Une nouvelle décision de la Cour de cassation apporte une précision importante pour les victimes d’accidents du travail. Dans certaines conditions, un enregistrement réalisé sans le consentement de l’employeur peut être utilisé comme preuve devant les tribunaux.
Que dit la Cour de cassation ?
Le 6 juin 2024, la deuxième chambre civile a confirmé qu’un salarié peut produire un enregistrement clandestin d’une altercation avec son employeur. Cet élément de preuve est recevable s’il est indispensable pour établir le caractère professionnel de l’accident et démontrer une faute inexcusable.

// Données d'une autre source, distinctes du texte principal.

PR #12340, opened 2026-07-09
Bump Samtools to v1.24

matthdsm:
## PR checklist

Closes #XXX 

- [ ] This comment contains a description of changes (with reason).
- [ ] If you've fixed a bug or added code that should be tested, add tests!
- [ ] If you've added a new tool - have you followed the module conventions in the [contribution docs](https://github.com/nf-core/modules/tree/master/.github/CONTRIBUTING.md)
- [ ] If necessary, include test data in your PR.
- [ ] Remove all TODO statements.
- [ ] Broadcast software version numbers to `topic: versions` - [See version_topics](https://nf-co.re/blog/2025/version_topics)
- [ ] Follow the naming conventions.
- [ ] Follow the parameters requirements.
- [ ] Follow the input/output options guidelines.
- [ ] Add a resource `label`
- [ ] Use BioConda and BioContainers if possible to fulfil software requirements.
- Ensure that the test works with either Docker / Singularity. Conda CI tests can be quite flaky:
  - For modules:
    - [ ] `nf-core modules test <MODULE> --profile docker`
    - [ ] `nf-core modules test <MODULE> --profile singularity`
    - [ ] `nf-core modules test <MODULE> --profile conda`
  - For subworkflows:
    - [ ] `nf-core subworkflows test <SUBWORKFLOW> --profile docker`
    - [ ] `nf-core subworkflows test <SUBWORKFLOW> --profile singularity`
    - [ ] `nf-core subworkflows test <SUBWORKFLOW> --profile conda`

PR #12468, opened 2026-07-30
Fix contract comments in orftable_fasta_gtf_buildorfcatalogue and bam_dedup_umi

FelixKrueger:
Two subworkflow contract comments say the opposite of what the code does, and both have already caused bugs downstream in nf-core/riboseq. `orftable_fasta_gtf_buildorfcatalogue` documents the GTF as ignored by rpbp and price, but both resolve gene ids from it and rpbp has no fallback. `bam_dedup_umi` documents `multiqc_files` as bare files, but it emits `[ meta, file ]`. Comments and `meta.yml` only, no functional change.

<details>
<summary>Detail (AI-assisted analysis)</summary>

## `orftable_fasta_gtf_buildorfcatalogue`

Which parsers in `custom/orfnormalise` read the GTF to resolve `gene_id`:

| parser | reads the GTF? | line |
| --- | --- | --- |
| `parse_ribocode` | yes | 473 |
| `parse_ribotish` | yes, after the `Gid` column | 533 |
| `parse_ribotricer` | no — takes `transcripts`, never reads it | 618 |
| `parse_rpbp` | yes, and it is the only source | 715 |
| `parse_price` | yes, `Gene` column as fallback | 807-809 |

`parse_rpbp` is `gid = transcripts[tid].gene_id if tid in transcripts else ""`, so without a GTF every rpbp ORF gets an empty `gene_id`. `parse_price` started preferring the annotation in #12436.

That also made the old `[ [:], [] ]` advice unsafe: with rpbp enabled it gives empty gene ids, and with price enabled it gives PRICE's `Gene` column, which concatenates every gene an ORF's genomic span overlaps.

Downstream: nf-core/riboseq fed the catalogue its one-transcript-per-gene backbone on the strength of the old wording, dropping PRICE ORFs on non-representative isoforms out of the ORF-level DTE join (nf-core/riboseq#203, fixed in nf-core/riboseq#207).

## `bam_dedup_umi`

`ch_multiqc_files` mixes `[ meta, path ]` module outputs and ends with `.transpose()` (L117-121), so every emission is a two-element tuple. Mixing it straight into a MultiQC input channel passes the meta map where a path is expected:

```
Not a valid path value type: java.util.LinkedHashMap
```

That broke every `--with_umi` run in nf-core/riboseq#220, fixed there with `.map { _meta, file -> file }` at the call site. `genomic_dedup_log` from the same source channel is annotated correctly two lines up, so this looks like an oversight rather than an intended contract. Fixing the comment rather than the emission avoids breaking existing consumers.

</details>

### DIFF
--- a/subworkflows/nf-core/bam_dedup_umi/main.nf
+++ b/subworkflows/nf-core/bam_dedup_umi/main.nf
@@ -143,7 +143,7 @@ workflow BAM_DEDUP_UMI {
     tsv_edit_distance              = ch_tsv_edit_distance // channel: [ val(meta), path(tsv) ]
     tsv_per_umi                    = ch_tsv_per_umi // channel: [ val(meta), path(tsv) ]
     tsv_umi_per_position           = ch_tsv_umi_per_position // channel: [ val(meta), path(tsv) ]
-    multiqc_files                  = ch_multiqc_files // channel: file
+    multiqc_files                  = ch_multiqc_files // channel: [ val(meta), path(file) ]
     transcriptome_bam              = ch_dedup_transcriptome_bam // channel: [ val(meta), path(bam) ] - final output
     transcriptome_dedup_bam        = UMI_DEDUP_TRANSCRIPTOME.out.bam // channel: [ val(meta), path(bam) ] - after dedup, before name sort
     transcriptome_sorted_bam       = SAMTOOLS_SORT.out.bam // channel: [ val(meta), path(bam) ] - name-sorted
--- a/subworkflows/nf-core/bam_dedup_umi/meta.yml
+++ b/subworkflows/nf-core/bam_dedup_umi/meta.yml
@@ -213,6 +213,9 @@ output:
   - multiqc_files:
       description: Channel containing files for MultiQC
       structure:
+        - meta:
+            type: map
+            description: Metadata map
         - file:
             type: file
             description: File for MultiQC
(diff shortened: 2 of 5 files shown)


SPPearce:
Your meta changes look fine, but there is something unstable about the subworkflow 😦

FelixKrueger:
Thanks — and agreed it isn't the meta changes, this diff is comments and `meta.yml` only so it can't reach samtools output. But I don't think it's unstable either; it looks deterministic:

- docker, conda and singularity all produce the **same** md5 (`1dd820a3…`) for `test.umi_dedup.genome.sorted.bam.stats`, and all three disagree with the committed `5268f5f2…`.
- `tests/config/nf-test.config` pins `cpus = 4`, so the `--threads` value that `samtools stats` writes into its header is constant — which rules out the usual environment-dependent-header cause.
- Only the two `.stats` files move. The BAMs, flagstat and idxstats all match, so it's the stats file rather than the alignment data.

The snapshot was last regenerated in #12340 (samtools 1.24), so my guess is the version string in the stats header has shifted since, but I can't confirm that from the logs alone.

Happy to regenerate the snapshot on this branch if you want it unblocked, or to drop the `.stats` md5s for content assertions if that header is going to keep moving. Say which and I'll push it.

FelixKrueger:
Pushed a fix for it rather than leaving it as a diagnosis — the three `.stats` md5s were just out of date.

Evidence they're reproducible rather than flaky: docker, conda and singularity all produced the same values, and so did the run after you merged master, which is a separate run on a different commit. I lifted the md5s from CI's output instead of regenerating locally, so they're the runners' values and not my machine's.

The earlier commit is untouched and still comments and `meta.yml` only.

SPPearce (approved):
Maybe it just wasn't updated properly, but it could possibly be a date or something.
Whatever, we'll take a look if it comes up again, thanks. ;)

Une décision encadrée par le droit à la vie privée
La décision s’appuie sur une jurisprudence récente : le juge doit équilibrer le droit à la preuve et le respect de la vie privée. Un enregistrement ne peut être retenu que si son usage est strictement nécessaire et proportionné au but poursuivi.
Un arrêt à nuancer
Chaque cas sera évalué au regard de ses spécificités. Il ne s’agit pas d’un droit automatique : c’est au juge d’apprécier la situation.
Conclusion :
Cet arrêt marque une avancée pour les salariés qui peinent parfois à faire reconnaître un accident du travail. La FNATH NORD reste mobilisée pour vous informer et vous accompagner.